O Mito da Autenticidade nas Marcas

Num mercado onde todas as marcas querem "parecer reais", a autenticidade tem de ser uma decisão estratégica.

O boom da “autenticidade”

Autenticidade tornou-se uma buzzword quando se fala de marcas.
Um briefing de estratégia de comunicação? Autenticidade.
Um moodboard de branding? Autenticidade.

Não há marca que não queira ser autêntica. Mas o que torna esta palavra tão desejada no mundo do branding e da comunicação?

Autenticidade é a qualidade do que é autêntico, verdadeiro, aquilo que não sofreu alteração, adulteração ou corrupção. No entanto, no contexto atual, esta definição ganha novas camadas de significado.

Com o crescimento exponencial da inteligência artificial, as pessoas estão cada vez mais expostas à dúvida do que é real. Existe hoje uma consciência coletiva de que, a qualquer momento, podemos estar a ser enganados por uma imagem, um vídeo ou um texto que parecem verdadeiros mas foram gerados por tecnologia.
Perante o volume massivo de conteúdo a que somos expostos diariamente, surge o “cansaço do fake”. E, como consequência direta, o verdadeiro passou a ter mais valor. O autêntico tornou-se fundamental.

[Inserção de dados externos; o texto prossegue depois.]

PR #1765, opened 2017-02-27
making torrent::we_have a little more robust while iterating connections

aldenml:
This is to partially address this issue https://github.com/frostwire/frostwire-jlibtorrent/issues/157


aldenml:
taking another look at this, I'm not 100% if this is indeed better, closing it

PR #1769, opened 2017-03-01
more robust iteration on torrent peer connections

aldenml:


src/torrent.cpp
```diff
@@ -1715,9 +1719,9 @@ namespace libtorrent
 			// is available
 			// copy the peer list since peers may disconnect and invalidate
 			// m_connections as we initialize them
-			std::vector<peer_connection*> peers = m_connections;
-			for (auto* pc :  peers)
+			for (auto c : clone(m_connections))
 			{
+				auto pc = c->self();
```
aldenml: this is necessary (I think) because `pc` is used after `pc->on_metadata_impl();`

src/torrent.cpp
```diff
@@ -3804,13 +3806,10 @@ namespace libtorrent
 		// since this piece just passed, we might have
 		// become uninterested in some peers where this
 		// was the last piece we were interested in
-		for (peer_iterator i = m_connections.begin();
-			i != m_connections.end();)
+		// update_interest may disconnect the peer and
+		// invalidate the iterator
+		for (auto p : clone(m_connections))
 		{
-			peer_connection* p = *i;
```
aldenml: here, `->self()` is not necessary (I think), because `p->update_interest();` is at the end of the loop

src/torrent.cpp
```diff
@@ -124,6 +124,10 @@ namespace libtorrent
 		return ret;
 	}
 
+	template <typename T, typename IndexType = int>
+	aux::vector<T, IndexType> clone(aux::vector<T, IndexType> const& v)
+	{ return {v.begin(), v.end()}; }
```
arvidn: I think I would prefer just: ``return v;`` here.

arvidn:
lgtm. just one comment

src/torrent.cpp
aldenml: sure, me too

aldenml:
I discovered other loops that requires the `clone`, but that's for another PR

PR #1770, opened 2017-03-01
use inline is_digit

pavel-pimenov:


arvidn:
the reason I have a custom ``numeric`` function in there is to make ``bdecode`` less tied to libtorrent utility functions. Every few years or so I copy the bdecoder out into its own github repo.

at some point in the future I'm hoping to be able to make libtorrent use it via a submodule (to improve modularity)

arvidn:
this is not the case for lazy_decode though, and I'm fine with that patch

src/bdecode.cpp
```diff
@@ -48,7 +48,7 @@ namespace libtorrent
 
 	namespace
 	{
-	bool numeric(char c) { return c >= '0' && c <= '9'; }
+	inline bool numeric(char c) { return c >= '0' && c <= '9'; }
```
arvidn: this "inline" is redundant. this function has internal linkage already

PR #1772, opened 2017-03-02
mark connection as upload only manually instead of with set_upload_on…

ssiloti:
…ly()

We can't call set_upload_only() in this context because it can trigger an invariant
check in the torrent and m_num_connecting is not consistent.

### DIFF
--- a/src/web_connection_base.cpp
+++ b/src/web_connection_base.cpp
@@ -113,7 +113,11 @@ namespace libtorrent
 
 	void web_connection_base::start()
 	{
-		set_upload_only(true);
+		// avoid calling torrent::set_seed because it calls torrent::check_invariant
+		// which fails because the m_num_connecting count is not consistent until
+		// after we call peer_connection::start
+		m_upload_only = true;
+		disconnect_if_redundant();
 		if (is_disconnecting()) return;
 		peer_connection::start();
 	}


src/web_connection_base.cpp
```diff
@@ -113,7 +113,11 @@ namespace libtorrent
 
 	void web_connection_base::start()
 	{
-		set_upload_only(true);
```
arvidn: I seem to recall there's some accounting in the torrent of the number of connected seeds, won't this cause discrepancies there?

arvidn: actually, I don't see where check_invariant() is called from when calling set_seed(), in RC_1_1

arvidn: but I suspect the invariant check either shouldn't be called there, or this invariant shouldn't be checked

ssiloti: The seed accounting is done based on `torrent_peer::seed`, as long as we only change `m_upload_only` it doesn't affect that. Eventually everything gets straitened out when the connection is established and `web_connection_base::on_connected` calls `incoming_have_all` which calls `set_seed`.

The call to `check_invariant` is way down the call stack:

`set_upload_only` -> `set_seed` -> `update_auto_sequential` -> `num_downloaders`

Neste cenário, o que é humano começa a ser percebido como sinónimo de verdade. O gesto imperfeito, a falha, a espontaneidade, tudo aquilo que denuncia a presença de uma pessoa, ganha relevância. Mas é também aqui que surge uma armadilha para muitas marcas.

Autenticidade em pessoas VS autenticidade em marcas

Quando falamos de autenticidade em pessoas e em marcas, estamos a falar de conceitos próximos, mas não idênticos.

Para uma pessoa, autenticidade implica coerência entre o que pensa, sente e faz. Vulnerabilidade e imperfeição são vistas como sinais de verdade.
Para uma marca, autenticidade significa alinhamento entre discurso, ações e experiência do consumidor. Enquanto a autenticidade pessoal aceita contradição, a autenticidade de marca tende a puni-la.

É precisamente neste ponto que muitas marcas falham: quando autenticidade passa a ser confundida com improviso.

Autenticidade estratégica vs. autenticidade improvisada

Autenticidade não nasce de campanhas criativas de última hora. Não é espontaneidade desorganizada nem ausência de planeamento. É o resultado de um posicionamento claro, valores definidos e consistência ao longo do tempo. Surge da estratégia, da cultura interna e do alinhamento entre o que se diz e o que se faz.

Ser autêntico não é falar tudo nem expor todos os bastidores sem critério.
Autenticidade não é ausência de filtro. É consciência de impacto.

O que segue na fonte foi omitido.